L’organizzazione umanitaria, che lavora con vittime di guerra, dispersi e detenuti in tutto il mondo, ha affermato di essere stata vittima di un “sofisticato attacco informatico”, anche se non risulta essere chiaro chi abbia effettuato l’attacco.
La Croce Rossa ha supplicato chiunque avesse preso i dati di non divulgarli o condividerli e ha affermato che erano state raccolte informazioni riservate su 515.000 persone, molte delle quali vittime vulnerabili della guerra. I dati provenivano da oltre 60 società nazionali di Croce Rossa e Mezzaluna Rossa in tutto il mondo.
L’organismo con sede a Ginevra ha affermato che i criminali informatici hanno preso di mira una società esterna in Svizzera utilizzata dal CICR per archiviare i dati.
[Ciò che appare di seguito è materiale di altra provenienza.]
PR #4615, opened 2020-12-24
enable our errorhandling for all routes

webzwo0i:
This makes errorhandling the last route that's registered in the `expressCreateServer` hook. Because the hooks are called in reverse order this means it must move to the upper most position.

With this in place, errorhandling is called on every `next(new Error('somethings forbidden').status = 403)` etc. Before it was only called when the route, in which the next handler is called with an error happens to have been registered before errorhandler (e.g. this was not the case for any static routes, caching_middleware etc).

Now it forwards all errors to express' internal error handler, while up to now it would convert any error that reaches the errorhandler to an 500. The error logging has been removed, as this is already the default with the internal error handler.

New is, that now any error is counted in the stats metrics.

### DIFF
--- a/src/node/hooks/express/errorhandling.js
+++ b/src/node/hooks/express/errorhandling.js
@@ -2,17 +2,22 @@
 
 const stats = require('../../stats');
 
-exports.expressCreateServer = (hook_name, args, cb) => {
-  exports.app = args.app;
-
-  // Handle errors
+/**
+ * Express already comes with an error handler that is attached
+ * as the last middleware. Within all routes it's possible to call
+ * `next(err)` where `err` is an Error object. You can specify
+ * `statusCode` and `statusMessage`.
+ * For more details see "The default error handler" section on
+ * https://expressjs.com/en/guide/error-handling.html
+ *
+ * This method is only used for metrics
+ *
+ */
+exports.expressCreateServer = (hookName, args, cb) => {
   args.app.use((err, req, res, next) => {
-    // if an error occurs Connect will pass it down
-    // through these "error-handling" middleware
-    // allowing you to respond however you like
-    res.status(500).send({error: 'Sorry, something bad happened!'});
-    console.error(err.stack ? err.stack : err.toString());
-    stats.meter('http500').mark();
+    const status = err.statusCode || err.status;
+    stats.meter(`http${status}`).mark();
+    next(err);
   });
 
   return cb();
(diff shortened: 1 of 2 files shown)


src/node/hooks/express/errorhandling.js
```diff
@@ -2,17 +2,22 @@
...
   args.app.use((err, req, res, next) => {
-    // if an error occurs Connect will pass it down
-    // through these "error-handling" middleware
-    // allowing you to respond however you like
-    res.status(500).send({error: 'Sorry, something bad happened!'});
-    console.error(err.stack ? err.stack : err.toString());
-    stats.meter('http500').mark();
+    const status = err.statusCode || err.status;
+    stats.meter(`http${status}`).mark();
+    next(err);
```
rhansen, line 20: I'm a bit concerned about the `status` variable being unset/wrong. How about this instead:

```suggestion
    next(err);
    // Get the status code after next() has had a chance to update it.
    stats.meter(`http${res.statusCode || 500}`).mark();
```

rhansen (commented):
Apologies for totally missing this PR until now.

src/node/hooks/express/errorhandling.js
webzwo0i: In my test (I put `throw new Error('bad bad');` right after `args.app.get('/', (req, res) => {` in specialpages.js) I get a response status code of 200 - which feels strange. (The res object is probably prepared in advance, but I thought it was enough to only throw the error without explicitly setting the error code of the response.)

I'm pretty sure I tested it in December but I probably always set a status myself, so I did not notice that it also can be undefined. (like: `err=new Error('bad bad');err.status=400;return next(err)`)

Right now we don't have any further error handler, so `next(err)` triggers express' default error handler (which prints something on console.error)

I think it's best if we had some test coverage here, but we would probably need to implement some kind of throwing route handler. What do you think if instead of using `res.statusCode` we use `err.statusCode || err.status || 500`? I'm not sure where the 200 I see is coming from (my wget gets a 500 though), but I think we should expect the err object to have the proper status code

rhansen: > In my test ... I get a response status code of 200 - which feels strange.

That's unfortunate. :slightly_frowning_face:

rhansen: I found a reliable way to get the HTTP status code and replaced your commit with the new approach. Please take a look.

PR #5974, opened 2023-10-10
[Legacy][Tech Debt][Fix] Modernized some HTML and CSS

blackmambaza:
- Added default font to the font-family in CSS files
- Added lang attributes to HTML tags

This changes improves the compatibility with modern web browsers and ensures that the code meets HTML standards


SamTV12345:
Thanks for the pull request. Why were some properties deleted? Can you make it so that l10n dictates the language attribute value?

Issue #6094, opened 2024-01-06
Change language strings (DE)


q2apro:
Regarding file: https://github.com/ether/etherpad-lite/blob/develop/src/locales/de.json

In German the correct word for a chat is not `Unterhaltung` but `Chat`. 

To be changed:

```
	"pad.settings.stickychat": "Chat immer anzeigen",
	"pad.settings.chatandusers": "Chat und Benutzer anzeigen",
	"pad.chat": "Chat",
```

SamTV12345:
True. Unterhaltung sounds a bit dated. Chat is the better term.

SamTV12345:
Added in translatewiki

PR #6095, opened 2024-01-06
Fix: #6094 Change language strings (DE)

bhavani-shankar:
Change language strings (DE)
from 'Unterhaltung' to 'Chat'


SamTV12345:
Hi @bhavani-shankar . I agree with your changes and thanks for taking the opportunity to improve the translations. Unfortunately language changes should be submitted via https://translatewiki.net/, so please change the respective strings there.

PR #6112, opened 2024-01-20
Added ts node approach

SamTV12345:


src/package.json
```diff
@@ -103,8 +104,10 @@
   },
   "scripts": {
     "lint": "eslint .",
-    "test": "mocha --timeout 120000 --recursive tests/backend/specs ../node_modules/ep_*/static/tests/backend/specs",
-    "test-container": "mocha --timeout 5000 tests/container/specs/api"
+    "test": "mocha --require ts-node/register --timeout 120000 --recursive tests/backend/specs ../node_modules/ep_*/static/tests/backend/specs",
+    "test-container": "mocha --require ts-node/register --timeout 5000 tests/container/specs/api",
+    "dev": "ts-node node/server.ts",
```
AugustinMauroy, line 109: you can run ts file whit `tsx` like that `node import="tsx" ./myScritp.ts`

Ref:
- [TSX](https://www.npmjs.com/package/tsx?activeTab=readme)
- [article about loader on nodejs](https://dev.to/_staticvoid/how-to-run-typescript-natively-in-nodejs-with-tsx-3a0c)

SamTV12345: Is tsx better than ts-node?

AugustinMauroy: with ts-node you call a script that runs the typescriopt script, whereas with tsx in loader node it's node that runs the script directly. Normally tsx is supposed to perform better, but I'm not 100% sure.

src/tsconfig.json
```diff
@@ -0,0 +1,109 @@
+{
+  "compilerOptions": {
+    /* Visit https://aka.ms/tsconfig to read more about this file */
```
AugustinMauroy, line 3: I thinks we can remove all commented key to have something more clean. What do you thinks ?

SamTV12345: Good suggestion. I did that.

AugustinMauroy: 👍

src/package.json
```diff
@@ -108,7 +108,8 @@
     "test": "mocha --import=tsx --timeout 120000 --recursive tests/backend/specs ../node_modules/ep_*/static/tests/backend/specs",
     "test-container": "mocha --import=tsx --timeout 5000 tests/container/specs/api",
     "dev": "node --import tsx node/server.ts",
-    "prod": "node --import tsx node/server.ts"
+    "prod": "node --import tsx node/server.ts",
+    "ts-check": "tsc --noEmit --watch"
```
AugustinMauroy, line 112:
```suggestion
    "ts-check": "tsc --noEmit",
    "ts-check:watch": "tsc --noEmit --watch"
```

it's allow us to use `ts-check` on CI and `ts-check:watch` for dev. What do you think ?

src/node/models/PromiseWithStd.ts
```diff
@@ -0,0 +1,8 @@
+import {Readable} from "node:stream";
+import {ChildProcess} from "node:child_process";
```
AugustinMauroy, line 2: If you import something as type use this syntax:

```suggestion
import type {Readable} from "node:stream";
import type {ChildProcess} from "node:child_process";
```

this avoids confusion for junior devs. 

https://www.typescriptlang.org/docs/handbook/release-notes/typescript-3-8.html

SamTV12345: Thanks for the suggestion. I fixed that.

AugustinMauroy:
is it a good idea to call the directory `model`? I'd go for `types` or maybe you've also got people using `@types` but I'm not a big fan because it creates confusion with DefinitelyTyped

SamTV12345:
> is it a good idea to call the directory `model`? I'd go for `types` or maybe you've also got people using `@types` but I'm not a big fan because it creates confusion with DefinitelyTyped

Maybe not. I renamed it to types.

.github/workflows/windows.yml
```diff
@@ -116,7 +116,8 @@ jobs:
       -
         name: Install Cypress
         run: cd etherpad && cd src && npm install cypress --legacy-peer-deps
-      - name: Install npm@6
+      - 
+        name: Install npm@6
         run: npm install npm@6 -g
```
AugustinMauroy, line 121: why install `npm` because it's already ship with node

SamTV12345: The problem is that Etherpad is one of the first projects that started to use node and npm. The only problem is that to run Etherpad you require this old npm version. More recent versions of npm will upgrade the package-lock.json file which breaks the Etherpad installation. There is a branch available that tries to do the npm update but there is unfortunately currently no one looking at it.

AugustinMauroy: I see. In short, the infrastructure is "old". We can start with typescript. 
I'm willing to open up an issue for the roadmap of how to modernise the infrastructure if you (the ether contributors) are interested.

SamTV12345: Yes that would be great. Thanks. I guess the best starting point is currently Typescript. After that current npm version and then move to ES instead of CJS.

src/node/hooks/express.ts
```diff
@@ -160,10 +165,10 @@ exports.restartServer = async () => {
   }
 
   // Measure response time
-  app.use((req, res, next) => {
+  app.use((req:any, res:any, next:Function) => {
```
AugustinMauroy, line 168: What if `req` doesn't have any specifique type ? And what if we type `req: Request`

[REF](https://microsoft.github.io/PowerBI-JavaScript/interfaces/_node_modules_typedoc_node_modules_typescript_lib_lib_dom_d_.request.html)

src/node/hooks/express.ts
```diff
@@ -1,7 +1,9 @@
 'use strict';
 
+import {Socket} from "node:net";
+import {MapArrayType} from "../types/MapType";
+
 const _ = require('underscore');
```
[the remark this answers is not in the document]
SamTV12345: Does not work unfortunately. That throws an error in NodeJS. It only works for types because they are ignored by jsx.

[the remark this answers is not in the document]
AugustinMauroy: Could you give exact error. Because it's should work.
Unless the `type` in the `package.json` is set to `commonjs`.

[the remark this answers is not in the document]
SamTV12345: When I go to express.ts and change the import of SecretRotater to `import {SecretRotater} from '../security/SecretRotater'` it says TypeError import_SecretRotater.SecretRotater is not a constructor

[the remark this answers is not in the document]
SamTV12345: Oh. So everytime I use import I also have to make sure that the script to be imported uses the ES syntax. Otherwise I get weird errors.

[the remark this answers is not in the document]
AugustinMauroy: Ok, I thinks it's because the source file/package isn't use ES syntax .

src/node/stats.ts
```diff
@@ -0,0 +1,10 @@
+'use strict';
```
AugustinMauroy, line 1: `use strict` is still needed with typescript ?

AugustinMauroy:
why all CI didn't pass

AugustinMauroy:
ok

Non vi è alcun segno che i dati siano trapelati, ma il CICR ha dovuto chiudere il sistema che utilizza per riunire le famiglie separate dalla guerra.
Il direttore generale del CICR, Robert Mardini, ha affermato che l’hacking mette maggiormente a rischio le persone vulnerabili.
“Un attacco ai dati delle persone scomparse rende ancora più difficili da sopportare l’angoscia e la sofferenza”
ha affermato Mardini.
“Siamo tutti sconvolti e perplessi dal fatto che queste informazioni umanitarie siano prese di mira e compromesse”.
E ha invitato i responsabili a
“fare la cosa giusta: non condividere, vendere, divulgare o utilizzare in altro modo questi dati”.
Ma vogliamo fare un riflessione: se i criminali informatici prendono di mira gli ospedali, bloccando il pronto soccorso e arrecando e le visite specialistiche, avranno coscienza per evitare la divulgazione o la rivendita di queste informazioni?